* [EXERCISE BRIEF]: Each entry must be reproduced precisely as it stands.

* [DATA TO PROCESS]:

PR #4587, opened 2021-03-06
Expose math:nearbyint/1

josevalim:
IEEE 754 proposes five rounding modes:

  1. To positive infinity (achievable with ceil)
  2. To negative infinity (achievable with floor)
  3. To zero (achievable with floor+ceil)
  4. Ties away from zero (achievable with round)
  5. Ties to even (not achievable)

Erlang behaves according to C in those operations
but it doesn't expose an operation for "ties to even",
which is the recommended operation according to the
standard. We can provide the missing operation by
exposing math:nearbyint/1, added on C99.

### DIFF
--- a/erts/emulator/beam/erl_math.c
+++ b/erts/emulator/beam/erl_math.c
@@ -22,10 +22,12 @@
 #  include "config.h"
 #endif
 
+#include <fenv.h>
 #include "sys.h"
 #include "erl_vm.h"
 #include "global.h"
 #include "erl_process.h"
+#include "erl_math.h"
 #include "error.h"
 #include "bif.h"
 #include "big.h"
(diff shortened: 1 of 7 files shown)


josevalim:
In theory, this behaviour should be consistent across OSes and machines, and I am hoping Erlang's OTP build can confirm if that is effectively the case.

If it is confirmed and there is a chance we can fit this in OTP 24, it would be awesome, but I understand if it is too late for that. Thank you! <3

jhogberg (commented):
Thanks for the PR! I'll see if we can squeeze this in :)

josevalim:
@jhogberg all feedback addressed, thank you!

erts/emulator/beam/erl_math.c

* [REPLY]:
PR #4587, opened 2021-03-06
Expose math:nearbyint/1

josevalim:
IEEE 754 proposes five rounding modes:

  1. To positive infinity (achievable with ceil)
  2. To negative infinity (achievable with floor)
  3. To zero (achievable with floor+ceil)
  4. Ties away from zero (achievable with round)
  5. Ties to even (not achievable)

Erlang behaves according to C in those operations
but it doesn't expose an operation for "ties to even",
which is the recommended operation according to the
standard. We can provide the missing operation by
exposing math:nearbyint/1, added on C99.

### DIFF
--- a/erts/emulator/beam/erl_math.c
+++ b/erts/emulator/beam/erl_math.c
@@ -22,10 +22,12 @@
 #  include "config.h"
 #endif
 
+#include <fenv.h>
 #include "sys.h"
 #include "erl_vm.h"
 #include "global.h"
 #include "erl_process.h"
+#include "erl_math.h"
 #include "error.h"
 #include "bif.h"
 #include "big.h"
(diff shortened: 1 of 7 files shown)


josevalim:
In theory, this behaviour should be consistent across OSes and machines, and I am hoping Erlang's OTP build can confirm if that is effectively the case.

If it is confirmed and there is a chance we can fit this in OTP 24, it would be awesome, but I understand if it is too late for that. Thank you! <3

jhogberg (commented):
Thanks for the PR! I'll see if we can squeeze this in :)

josevalim:
@jhogberg all feedback addressed, thank you!

erts/emulator/beam/erl_math.c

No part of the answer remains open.